—Qu'avez-vous, monsieur?…

—Rien, rien, fit-il…

Et il pencha sa tête en arrière et ferma les yeux: il avait besoin de cette ombre pour voir dans ses pensées. Le frisson qui avait couru dans son corps était venu au souvenir du spectre qui s'était placé devant lui… N'était-ce pas étrange qu'à cette heure, où lui-même était victime d'un crime, l'ombre outragée de celui qui l'avait maudit vînt se placer devant ses yeux… vînt lui dire:

—Regarde!

Il se demandait si ce n'étaient pas les tourments endurés depuis huit jours, les veilles dans la crainte, les appréhensions de la chute, les nuits sans sommeil qui avaient assez troublé son cerveau pour qu'il subît ce mal qu'amène la faiblesse cérébrale: les hallucinations.

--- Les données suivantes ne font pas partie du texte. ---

PR #7266, opened 2026-06-16
chore(core): prevent a JVM crash when an async writer command races a writer close

RaphDal:
## Summary

A thread publishing an async writer command (`CairoEngine.getWriterOrPublishCommand`) can serialize into a `TableWriter`'s command queue at the same moment another thread closes that writer and frees the queue. The publisher then writes into freed/zeroed native memory and the JVM aborts with `SIGSEGV` at address `0x0`. This change makes the writer pool wait for in-flight publishers before it frees a writer's command queue, so the publish and the close can no longer overlap.

The race surfaced in CI as a forked-VM crash in the enterprise `StoragePolicyFuzzTest#testConcurrentInsertsAndStoragePolicyChanges` (Linux, `-XX:+UseParallelGC`), but the defect and the fix are entirely in OSS `WriterPool` / `TableWriter`. The enterprise storage-policy jobs only exercise the path more aggressively than async `ALTER`/`UPDATE` normally do.

## Root cause

`addCommandToWriterQueue` captures `e.writer` and then calls `writer.publishAsyncWriterCommand(...)`, which runs `command.serialize(task)` to write into a `TableWriterTask` buffer inside the writer's `RingQueue`. Nothing stopped the owner thread from closing that writer in between:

Fernand se redressa et ouvrit les yeux. Dans son cerveau était passé comme un éclair. Celui dont la menace posthume annonçait les catastrophes qui le frappaient aujourd'hui était mort bien singulièrement, et cette nuit il avait bien entendu sa voix… N'était-il pas la victime de celui qui l'avait maudit?… Est-ce que Pierre était bien mort? Cette lueur, en traversant la pensée de Fernand, le bouleversa au point que toutes les invraisemblances lui parurent réalisables…

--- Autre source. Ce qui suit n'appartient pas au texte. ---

PR #7267, opened 2026-06-16
perf(sql): reduce memory footprint of cached parallel aggregations and joins

puzpuzpuz:
## Summary

Parallel `GROUP BY`, `TOP K`, and ASOF/window (horizon) joins run their filter through a per-query `AsyncFilterContext`, which holds an owner plus one-per-worker set of `DirectLongList`s for matched row ids (and, under a JIT filter, column addresses). These lists are accounted under the `NATIVE_OFFLOAD` memory tag.

Under a JIT filter the row-id lists are pre-sized to the full page frame - up to `cairo.sql.page.frame.max.rows` longs (8 MB each at the 1M default) - and `DirectLongList` capacity only ever grows. `AsyncFilterContext.clear()`, called at
cursor teardown, freed the page-frame memory pools but left these lists at their peak size; they were freed only by `close()`, on query-cache eviction. As a result an idle or cached aggregation/join factory kept `1 + workerCount` peak-sized buffers allocated for its entire cached lifetime, and a box running many such factories concurrently accumulated a large, persistent `NATIVE_OFFLOAD` footprint that did not subside while idle.

`clear()` now calls `resetCapacity()` on the owner and per-worker lists, mirroring what `PageFrameReduceTask.clear()` already does for the shared reduce-task pool. Idle/cached factories return their row-id buffers to the 256-long initial capacity and re-grow on the next reuse. This is safe because `clear()` runs only from `PageFrameSequence.reset()` at cursor teardown, guarded by the assert that no reduce tasks are in flight.

## Impact

- Lower steady-state `NATIVE_OFFLOAD` memory for workloads with many cached or long-lived parallel aggregations/joins: idle factories no longer pin peak-sized (up to 8 MB per list, `1 + workerCount` lists) row-id buffers.
- Tradeoff: a cached factory reused for another large scan pays one reallocation to grow its row-id list back up, instead of reusing a retained buffer. This is the same tradeoff the shared reduce pool already makes, and is small relative to the per-frame reduce work.
- No behavioral or result change; only the lifetime of internal buffers changes.

Note: these lists are allocated directly against the `NATIVE_OFFLOAD` tag, outside any per-query `MemoryTracker`, so a per-query memory limit still does not bound them. That is unchanged here.

## Safety fix: clear() after close()

Review surfaced a native leak that the new `resetCapacity()` call introduces on its own. `DirectLongList.resetCapacity()` re-mallocs a *closed* list: a closed list has `capacity == 0`, which differs from `initialCapacity`, so `setCapacityBytes()` runs a fresh `Unsafe.realloc(0, 0, initialCapacity)` that nothing then frees. Before this PR `clear()` never touched the lists, so calling `clear()` after `close()` was a harmless no-op; the new `resetCapacity()` turns it into a leak.

The 4 horizon-join factories reach that path on a failed `getCursor()`. `AsyncHorizonJoinRecordCursor.of()` assigns `frameSequence` before the throwing `getPageFrameCursor()` / `Function.init()` calls, so a throw leaves the cursor half-open. The factory's `_close()` then frees `frameSequence` (which closes the `AsyncFilterContext` and its lists) before the half-open cursor's `close()` re-runs `frameSequence.reset() -> atom.clear() -> filterCtx.clear() -> resetCapacity()` on the freed lists. The leaked memory is the owner row-id + data + aux lists, ~2.3 KB per failed query at the default initial capacity (the re-malloc is to initial, not peak) - bounded per failure but unbounded across repeated failures, and it trips `assertMemoryLeak`. The 3 GROUP BY/TopK factories free `cursor` first and never hit it.

Two complementary changes:

- `AsyncFilterContext.resetCapacity()` skips closed lists (`getCapacity() > 0`). This neutralizes any `clear()`-after-`close()`, including a factory double-`close()`, and preserves the shrink for open grown lists.
- The 4 horizon-join factories now free `cursor` before `frameSequence`, matching the GROUP BY/TopK factories, whose `cursor.close()` likewise depends on `frameSequence` being alive. `clear()` therefore always runs while the lists are still open, so it can never resurrect freed buffers on the teardown path.

The 2 `AsyncWindowJoin` factories share the same `frameSequence`-before-`cursor` ordering but are unaffected: their atoms hold no `AsyncFilterContext`, and `AsyncWindowJoinRecordCursor.of()` assigns `frameSequence` last with no throwing call after it, so the half-open state is not reachable. Left unchanged.

## Test plan

- `AsyncFilterContextTest` grows the owner plus per-worker row-id lists to a full frame (~40 MB), calls `clear()`, and asserts the list capacities and the `NATIVE_OFFLOAD` memory both return to their initial level. Verified it fails without the fix (`expected:<256> but was:<1000000>`).
- `AsyncFilterContextTest.testClearAfterCloseDoesNotResurrectLists` grows a context, calls `close()` then `clear()`, and asserts `NATIVE_OFFLOAD` returns to the pre-construction baseline. Verified it fails without the guard (2304 bytes leaked) and passes with it.
- `HorizonJoinTest` (165 tests) re-run green after the cursor/frameSequence reorder.
- Ran the context-path suites: `HorizonJoinTest`, `ParallelGroupByFuzzTest` (including the factory-reuse case), and `ParallelTopKFuzzTest` - all green.

## Also in this PR: fix flaky CheckpointTest drain test

This branch also stabilizes `CheckpointTest.testCheckpointRestoreDrainsParallelTasksOnTaskFailure`, which reddened the `mac-griffin` CI shard on this PR. The failure is unrelated to the memory-footprint work above; it is bundled here because it is what makes this branch's CI go green.

The test asserts both that the snapshot-restore drain does not abandon in-flight parallel tasks (`started == finished`) and that the drain actually waited for one (`finished > 0`). The second assertion only holds if a `sym_slow` bitmap-rebuild task is in flight at the instant `sym_fail`'s rebuild fails. Nothing guaranteed that: `rebuildTableFiles()` flips the abort flag on the first task failure, and any `sym_slow` task that has not yet passed its top-of-task abort check then short-circuits without opening `sym_slow.d`. Under scheduling pressure every `sym_slow` task short-circuited, so `finished` stayed 0 and the assertion failed. The engine behavior is correct; the test over-asserted.

The fix gates the `sym_fail.d` open so the rebuild fails only after at least one `sym_slow` task has started (is parked in its sleep). The drain then has a genuine in-flight task to await, so `started == finished` and `finished > 0` hold deterministically on any recovery-pool size and under load. The gate wait is bounded, so it cannot hang the test. Net change vs master is the gate plus a comment update; the first commit's single-thread + buffer-column harness is a throwaway deterministic reproduction that the fix commit reverts.

- Pre-fix reproduction harness failed 15/15 with the exact CI assertion.
- Post-fix: 20/20 green on an idle box, 10/10 green with all cores saturated.
- Full `CheckpointTest` (107 tests) re-run green.


puzpuzpuz:
## Code review

A thorough adversarial pass over this change (correctness, concurrency, resource lifecycle, performance, tests, standards), verifying each concern against source rather than the diff alone.

**Verdict: LGTM, approve with non-blocking suggestions.** The change is correct, concurrency-safe, leak-free, and optimal for its cold (per-query-teardown) path, and it faithfully mirrors the in-tree `PageFrameReduceTask.clear()` precedent.

The core safety property — that `clear()` reallocs these lists only after all reduce tasks have finished — is **control-flow guaranteed** in production, not merely asserted: every cursor calls `frameSequence.await()` immediately before `reset()`, and `await()` spins on a `volatile`-backed `doneLatch` / `reduceFinishedCounter` that each worker decrements as its last action (happens-before edge). The blast radius is identical to the pre-existing `Misc.free(ownerMemoryPool)` already in `clear()`, so no new hazard is introduced.

### Moderate

**1. No end-to-end test exercises the real teardown path; the regression is invisible to existing leak machinery.**
The two new tests construct `AsyncFilterContext` directly and call `clear()`. They never go through the production wiring — `PageFrameSequence.reset()` / `UnorderedPageFrameSequence.reset()` -> `atom.clear()` -> `filterCtx.clear()` — for any of the 5 atom types (`AsyncGroupByAtom`, `AsyncGroupByNotKeyedAtom`, `AsyncTopKAtom`, `BaseAsyncHorizonJoinAtom`, `BaseAsyncMultiHorizonJoinAtom`). This matters more than usual:

- `getMemUsedByFactories()` **excludes** `NATIVE_OFFLOAD` (`AbstractCairoTest.java:247`), so the standard per-query factory-leak check is blind to this tag.
- End-of-test full-leak checks only fire after factory `close()`, which frees these lists regardless of the fix.

Net: `ParallelGroupByFuzzTest`, `ParallelTopKFuzzTest`, and `HorizonJoinTest` structurally cannot catch a regression where an idle/cached factory keeps peak buffers. If a future change drops a `filterCtx.clear()` call from one atom or alters the `reset()` path, nothing fails. The shipped code is correct and the wiring was verified by hand, so this is purely future-regression protection — non-blocking. Suggested addition: one integration test that runs a JIT-filtered parallel GROUP BY / TOP K / horizon join, closes the cursor while keeping the factory cached, and asserts `getMemUsedByTag(NATIVE_OFFLOAD)` subsided.

### Minor

**2. The `clear()` comment slightly over-claims the precedent** (`AsyncFilterContext.java:139-142`). "...as `PageFrameReduceTask.clear()` does" — `PageFrameReduceTask` has no *per-worker* lists; it resets only its three owner-equivalent lists, whereas the new code also resets per-worker lists. Consider "...mirroring the per-task reset in `PageFrameReduceTask.clear()`."

**3. `testClearShrinksGrownColumnAddressLists` uses an unrealistic growth size** (`AsyncFilterContextTest.java:70-75`). It grows the data/aux address lists to `setCapacity(100_000)`, but in production those lists only ever grow to `columnCount` entries (one `add()` per column in `populateJitAddresses`) — tens of longs, never frame-sized. Only the row-id list reaches ~8 MB, so `testClearShrinksGrownRowIdLists` is the load-bearing test. The column test is still mechanically valid (`resetCapacity` is capacity-agnostic), but a realistic size or a clarifying comment would avoid implying the column-address lists are a major consumer.

**4. Redundant shrink-then-free at TopK eviction** (`AsyncTopKAtom.java:204-208`). `close()` calls `clear()` (now reallocs the 6 lists down to initial) and then `Misc.free(filterCtx)` (frees them) — the shrink is wasted work undone one line later. Negligible (once per factory eviction, cold path) and the `close()`-delegates-to-`clear()` structure predates this PR; `AsyncGroupByAtom.close()` avoids it by freeing `filterCtx` directly. Informational only.

**5. Untested edge cases** (low value). Idempotent double-`clear()` and `slotCount == 0` aren't tested. Both are provably safe — the `if (this.capacity != capacity)` no-op guard makes a second `clear()` allocation-free, and empty per-worker `ObjList`s iterate zero times — so this is optional; a one-line double-`clear()` assertion would cheaply lock in reuse safety.

### Verified safe (concerns investigated and dismissed)

- **Use-after-free / data race from realloc while workers run** — `clear()` is reached only via `reset()`, which every cursor calls strictly after `await()` drains all tasks through the `volatile doneLatch` / `reduceFinishedCounter` happens-before edge. Guaranteed by control flow, not just the `-ea` assert.
- **Residual `pos`/`size()` after shrink corrupts the next read** — every consumer calls `rows.clear()` / `dataAddresses.clear()` before reading, and `applyCompiledFilter` re-sizes `filteredRows` to `frameRowCount`; no path reads stale size.
- **8 MB memcpy on every teardown** — `realloc` to a 2 KB target cannot copy more than 2 KB; `setCapacityBytes` adds no explicit copy. Cost is malloc-small + free-big.
- **Leak / double-free / tag mis-accounting** — the `capacity` field always tracks the live allocation, net `NATIVE_OFFLOAD` delta over the lifecycle is 0, `close()` is `if (address != 0)`-guarded, and the tag is immutable across realloc.
- **NPE on null/empty data-aux lists (non-JIT path)** — scalar helper null-guards; `ObjList` helper iterates `size()` (0 for the never-populated per-worker lists).
- **Member-ordering / style** — the two `private static` helpers after `toPlan()` are consistent with `AsyncGroupByAtom` / `PageFrameReduceTask` / `AsyncGroupByRecordCursorFactory`.
- **Realloc churn / doubling chain on regrow** — `filteredRows` regrows via a single `setCapacity(frameRowCount)` jump-to-target, not a doubling chain; address lists double only from 16 -> `columnCount` on tiny buffers, once per query.

### Summary

The change does what it claims with 100% line coverage on the new code, and the description's stated tradeoff (one reallocation when a cached factory is reused on a large scan) is the same one the shared reduce pool already makes. The only item worth acting on before merge is the Moderate test-coverage gap, and even that is non-blocking since the shipped code is verified correct — it only protects the fix from future regressions that `NATIVE_OFFLOAD`'s exclusion from the leak check would otherwise hide.

mtopolnik:
# Review of PR #7267

**Level 2.** One production method changed (`AsyncFilterContext.clear()` + two private helpers), one new test file. Note: the PR was updated *during* this review (commit `aa8493c8b2` at 09:36Z added the column-address test and tightened the comment); findings below reflect the **current** head.

The core change is correct and well-targeted in isolation. But the new `resetCapacity()` breaks an implicit contract that unchanged caller code relies on, producing a native-memory leak on an error path. That is the blocking finding.

## Critical

### 1. `resetCapacity()` resurrects already-freed `DirectLongList`s → `NATIVE_OFFLOAD` leak on the horizon/ASOF-window-join error-teardown path  *(out-of-diff)*

**Mechanism (in-diff):** `AsyncFilterContext.clear()` now calls `resetCapacity()` on six `DirectLongList`s. `DirectLongList.resetCapacity()` → `setCapacityBytes(initialCapacity)` (`DirectLongList.java:148-150`), and since a *closed* list has `capacity == 0 != initialCapacity`, the guard at `DirectLongList.java:226` passes and it executes `Unsafe.realloc(0, 0, initialCapacity, NATIVE_OFFLOAD)` — i.e. a fresh `malloc` on an already-closed list. Nothing ever frees it (the owning `filterCtx` is already closed and won't close again).

Pre-PR, `clear()` never touched these lists, so calling `clear()` after `close()` was a harmless no-op. **The PR converts that benign re-entrancy into a leak.** The violated contract (2.5c): *`AsyncFilterContext.clear()` must be safe to invoke after `close()`* — it no longer is.

**Reachable trigger (out-of-diff, all 4 horizon factories):**
The 4 join factories free `frameSequence` **before** `cursor` in `_close()` (e.g. `AsyncHorizonJoinRecordCursorFactory.java:593-594`; same in `AsyncHorizonJoinNotKeyedRecordCursorFactory`, `AsyncMultiHorizonJoinRecordCursorFactory`, `AsyncMultiHorizonJoinNotKeyedRecordCursorFactory`). The 3 GROUP BY/TopK factories free `cursor` first and are **safe**.

1. `getCursor()` (`AsyncHorizonJoinRecordCursorFactory.java:208-211`, no try/catch) calls `cursor.of(frameSequence, ctx)`.
2. `cursor.of()` assigns `this.frameSequence = frameSequence` (`AsyncHorizonJoinRecordCursor.java:253`) while `isOpen == true`, then calls the **throwing** `slaveFactory.getPageFrameCursor(...)` (line 258) or `Function.init(...)` (line 264). A throw there leaves the cursor **half-open**: `isOpen == true`, `frameSequence != null`.
3. The exception propagates out of `getCursor()`; the caller closes the **factory** → `_close()`:
   - `Misc.free(frameSequence)` → `UnorderedPageFrameSequence.close()` (`:170-174`): `reset()` (→ `clear()` on **valid** lists, fine) then `Misc.free(atom)` → `BaseAsyncHorizonJoinAtom.close()` → `Misc.free(filterCtx)` (`:340`) → `AsyncFilterContext.close()` **frees all six lists** (address=0).
   - `Misc.free(cursor)` → `cursor.close()` (`:103-118`): `isOpen==true && frameSequence!=null` → `frameSequence.await()` (no-op) → `frameSequence.reset()` → `atom.clear()` → `filterCtx.clear()` → `resetCapacity()` on the **freed** lists → re-`malloc` → **leak**.

Every link verified against source. `filterCtx` is `final` and `clear()`'s pre-`resetCapacity` statements are idempotent `Misc.*` calls, so control reaches the resurrection.

**Severity / blast radius:** Per failed query the leak is bounded — the lists are re-malloc'd to *initial* capacity (256 longs ≈ 2 KB each for row-id, 16 longs ≈ 128 B for column), so ~tens of KB for `(1 + workerCount)` lists, not the 8 MB peak. But it is unbounded across repeated failures and **will trip `assertMemoryLeak`** in any test that exercises a post-`frameSequence`-init `getCursor()` failure on these join types. That no existing test catches it is itself the coverage gap (see Moderate #2). For mission-critical zero-leak code this blocks.

**Fix (primary, minimal, robust):** make the helper skip already-closed lists, mirroring `DirectLongList.reopen()`'s own `if (address == 0)` self-guard:
```java
private static void resetCapacity(@Nullable DirectLongList list) {
    if (list != null && list.getCapacity() > 0) { // a closed list has capacity 0; don't resurrect it
        list.resetCapacity();
    }
}
```
This preserves the optimization on the intended teardown path (lists are open there) and neutralizes every clear-after-close path — including the more speculative factory double-`close()` vector (`AbstractRecordCursorFactory.close()` has no idempotency guard), which would hit the same resurrection even on a GROUP BY factory.

**Alternative (also fixes this specific path):** reorder the 4 horizon `_close()` bodies to `Misc.free(cursor)` before `Misc.free(frameSequence)`, matching the GROUP BY/TopK factories. Less robust than the guard (doesn't cover double-close) and touches 4 files.

## Moderate

### 2. No test covers the error/clear-after-close path
Both new tests drive `clear()` only on the happy path (construct → grow → `clear()`). Nothing exercises `clear()` after `close()`, nor a failed `getCursor()` on a horizon join — exactly the path that leaks. Existing suites (`HorizonJoinTest`, `ParallelGroupByFuzzTest`, `ParallelTopKFuzzTest`) execute the new code but assert only query correctness; the regression this PR *fixes* (idle pinning) is invisible to leak checks, and the regression it *introduces* (Critical #1) has no covering test. Add a test that grows a context, calls `close()` then `clear()` (and ideally a horizon-join `getCursor()` forced to fail after `frameSequence` init), asserting no `NATIVE_OFFLOAD` leak.

### 3. Steady-state-large cached workloads pay a free+remalloc of peak buffers every execution
`clear()` runs once per cursor teardown (verified: only reachable via `reset()`, which `toTop()` does *not* call). That's correct and off the per-row path. But shrink-to-initial with no hysteresis means a cached factory that **repeatedly** runs large JIT-filtered scans frees `(1 + workerCount)` row-id buffers (up to ~8 MB each) at every teardown and re-`malloc`s + faults them back in on the next run — `O(workerCount)` allocator calls and peak-byte fault-in per execution. The PR description frames this as "the same tradeoff the shared reduce pool already makes," but `PageFrameReduceTask` deliberately uses a high-water **hysteresis** — it only shrinks for the last `frameQueueCapacity` frames ("we let these sizes stick until producer starts to wind down", `PageFrameReduceTask.java:334-337`). The two policies are not the same. The chosen policy is reasonable for the stated *idle-footprint* goal, but the description should state the asymmetry honestly rather than equate the two; if steady-state-large cached latency matters, an idle-gated or high-water shrink would avoid the churn.

## Minor

- **Comment / PR-description accuracy:** the in-code comment "as `PageFrameReduceTask.clear()` does" and the PR body's "same tradeoff the shared reduce pool already makes" both gloss over the hysteresis difference in #3. Tighten the wording.

## Summary

- **Verdict: request changes** — one Critical native-memory leak introduced by the PR, on a reachable error path.
- The optimization itself is sound (shrink runs once per teardown, off the hot path; re-grow is a single exact realloc). The problem is that `resetCapacity()` resurrects closed lists, breaking the "`clear()` is safe after `close()`" contract that the horizon/ASOF-join teardown ordering depends on. One-line guard fixes it.

puzpuzpuz:
Verified the Critical finding end to end against the current head — it is correct and reachable. Confirmed each link:

- `DirectLongList.resetCapacity()` on a closed list (`capacity == 0 != initialCapacity`) passes the guard at `DirectLongList.java:226` and re-mallocs via `Unsafe.realloc(0, 0, initialCapacity)`.
- All 4 horizon-join factories free `frameSequence` before `cursor` in `_close()`; the 3 GROUP BY/TopK ones free `cursor` first and are safe — matches your reading.
- `getCursor()` has no try/catch, and `cursor.of()` assigns `this.frameSequence` (`AsyncHorizonJoinRecordCursor.java:253`) before the throwing `getPageFrameCursor()` / `Function.init()` calls, so a throw leaves the cursor half-open (`isOpen == true`, `frameSequence != null`). `reset()` / `clear()` carry no guards and `atom` / `filterCtx` are `final`, so the second `reset()` from `cursor.close()` reaches the resurrection.

Reproduced it empirically with a direct `close()`-then-`clear()` unit test: 2304 bytes leaked without the fix, clean with it.

One refinement to the blast radius: only the **owner** lists resurrect, not `(1 + workerCount)`. `AsyncFilterContext.close()` frees the per-worker lists via `Misc.freeObjList`, whose `freeObjList0` nulls each slot in place (`setQuick(i, null)`). `clear()`'s per-worker `resetCapacity` loop then sees `null` and skips them. Only the owner row-id + data + aux fields (not nulled by `Misc.free`) get re-malloc'd — ~2.3 KB at the default initial capacity (256 + 16 + 16 longs), and the re-malloc is to initial, not peak, so it is independent of both `workerCount` and `page.frame.max.rows`. Still a real per-failure leak, unbounded across repeated failures, and it trips `assertMemoryLeak`, so the blocking verdict stands.

Fixed with two complementary changes:

- `abbcbb0a9a` — the one-line guard (`getCapacity() > 0`) in `resetCapacity()`, plus `testClearAfterCloseDoesNotResurrectLists` covering the clear-after-close path (Moderate #2). The guard neutralizes any `clear()`-after-`close()`, including the factory double-`close()` vector.
- `dcd6038df7` — the 4 horizon-join factories now free `cursor` before `frameSequence`, matching the GROUP BY/TopK factories (whose `cursor.close()` likewise depends on `frameSequence` being alive). This fixes the structural defect — previously `cursor.close()` ran `await()`/`reset()` against an already-closed `frameSequence` — so `clear()` always runs while the lists are open and can never resurrect freed buffers on the teardown path. `HorizonJoinTest` (165 tests) green after the reorder.

I also checked the rest of the codebase for the same ordering. The 2 `AsyncWindowJoin` factories free `frameSequence` before `cursor` too, but they are unaffected: their atoms hold no `AsyncFilterContext`, and `AsyncWindowJoinRecordCursor.of()` assigns `frameSequence` last with no throwing call after it, so the half-open state is not reachable there. Left unchanged. The 7 `AsyncFilterContext` holders (4 horizon + 3 GROUP BY/TopK) are the complete affected set, and all are now correct.

mtopolnik (dismissed):

puzpuzpuz:
@mtopolnik thanks for the review!

bluestreak01 (approved):
Approve.

Level 3 review (full pass: change-surface map, all agent perspectives, per-finding source verification). Re-verified the whole change from source rather than trusting the thread.

Core safety properties confirmed:
- clear() is reachable only via reset(), which asserts no reduce task in flight; every cursor calls await() before reset(), giving a happens-before edge through the volatile reduceFinishedCounter/doneLatch. The realloc in resetCapacity() cannot race a worker.
- The getCapacity() > 0 guard is load-bearing: only the owner lists (2304 bytes) could resurrect (per-worker slots are nulled in place by Misc.freeObjList); a closed list reports capacity 0 and is skipped. It also neutralizes factory double-close (AbstractRecordCursorFactory.close() has no idempotency guard).
- The cursor-before-frameSequence reorder is correct, consistent across all 4 horizon cursor types (all assign this.frameSequence before the throwing getPageFrameCursor()/Function.init()), and also fixes a separate pre-existing use-after-free where cursor.close() would reset() an already-freed frameSequence. Guard fixes the leak; reorder fixes the UAF; both are present.
- All 5 atom types call filterCtx.clear(), so the optimization fires everywhere.
- Window-join factories correctly left unchanged: their atoms hold no AsyncFilterContext and the half-open cursor state is unreachable (of() assigns masterFrameSequence after both throwing calls).
- CheckpointTest gate is sound: recovery pool floor is 4 threads, so the bounded sym_fail.d gate cannot self-deadlock, and it does not mask the engine bug it tests.

Previously-blocking Critical leak is resolved in-diff and regression-tested (testClearAfterCloseDoesNotResurrectLists). Tests use assertMemoryLeak and the builder API correctly.

Non-blocking minor notes:
1. Description equates the unconditional teardown shrink with the reduce pool's tradeoff, but PageFrameReduceTask.collected() uses high-water hysteresis (PageFrameReduceTask.java:334-338); the policies differ. Impact is limited since these lists are per-query, not per-frame, so churn only hits a cached factory re-running large JIT scans back-to-back. Worth stating the asymmetry honestly.
2. AsyncTopKAtom.close() calls clear() (reallocs the 6 lists down) then frees filterCtx one line later - redundant cold-path work, pre-existing structure.
3. End-to-end teardown test covers only the GROUP BY path; TopK/horizon happy-path wiring relies on the shared clear() plus the direct unit tests.

All findings in-diff; no out-of-diff bugs found.

mtopolnik:
#### [PR Coverage check]

:heart_eyes: **pass** : 17 / 17 (100.00%)




#### file detail

|----|----|----|----|----|
|:large_blue_circle:|io/questdb/griffin/engine/table/AsyncFilterContext.java|13|13|100.00%|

Si Pierre vivait?… et si sa femme avait été la complice de Pierre Davenne? Non, cela était une folie, il ne fallait pas aux terreurs de la ruine ajouter les douleurs du ménage… Sa femme l'avait trompé; et il se sentait presque fautif, car le jour où elle lui avait présenté le comte Otto, il avait eu comme un pressentiment. À dater de cette heure, il aurait dû veiller… Cette pensée lui déchirait le cœur, mais Fernand avait une nature spéciale: au lieu d'être affaibli par ses souffrances, il paraissait y retrouver cette force du dompteur qui excite les animaux qu'il doit combattre, piquant leurs plaies pour les rendre féroces.—Fernand, à mesure qu'il pensait au malheur qui le frappait, se sentait animé pour la lutte… Il n'était pas homme à subir, c'est lui qui faisait subir aux autres!… Il n'avait pas de sotte superstition après le moment bête où l'inattendu impressionne la chair, il demandait l'explication à la raison… Il n'y avait pas de fantôme…; et il avait vu, de ses yeux vu; il avait entendu distinctement Pierre Davenne…, celui qu'il avait outragé…, celui qui avait écrit cette phrase qui souvent avait battu son cerveau:

«… Infâme et ingrat, tu dois avoir ta part dans ce testament: je te lègue la banqueroute. Lâche, sois maudit!»

Pierre était vivant, Pierre était venu la nuit dans la maison d'Auteuil; c'était lui qui le poursuivait sans cesse; c'était lui qui, sans qu'il s'en doutât, l'avait conduit où il était. Ce créancier cruel qui n'avait jamais voulu entendre raison…, c'était lui… et pardieu, tout s'expliquait, c'était lui probablement qui avait entre les mains les faux de la maison Wilson!… Son mariage? Non, de ce côté Pierre n'avait pu rien faire, et justement il avait précipité la ruine, sachant que, deux jours plus tard, que le soir même les moyens de le poursuivre lui échappaient. Un grand malheur était arrivé; mais, à cette heure, il n'y voulait plus penser…: Il fallait sortir de là… il fallait être debout pour combattre. Le cerveau d'un coquin est large… Il arrêta son plan. Se venger de Pierre, se venger du comte Otto… et, malgré sa rage contre elle, plein de son amour et de son infamie, retrouver Iza qui le faisait riche. Le commissaire avait parlé de bijoux faux… Mais il n'y croyait pas: cela devait être encore une manœuvre de Pierre. Samuel ne l'aurait pas livré à la justice, il serait venu d'abord essayer de reprendre son argent.

Pierre Davenne vivait, et il fallait engager la lutte avec Pierre
Davenne!… Séglin s'arrêta à cette idée.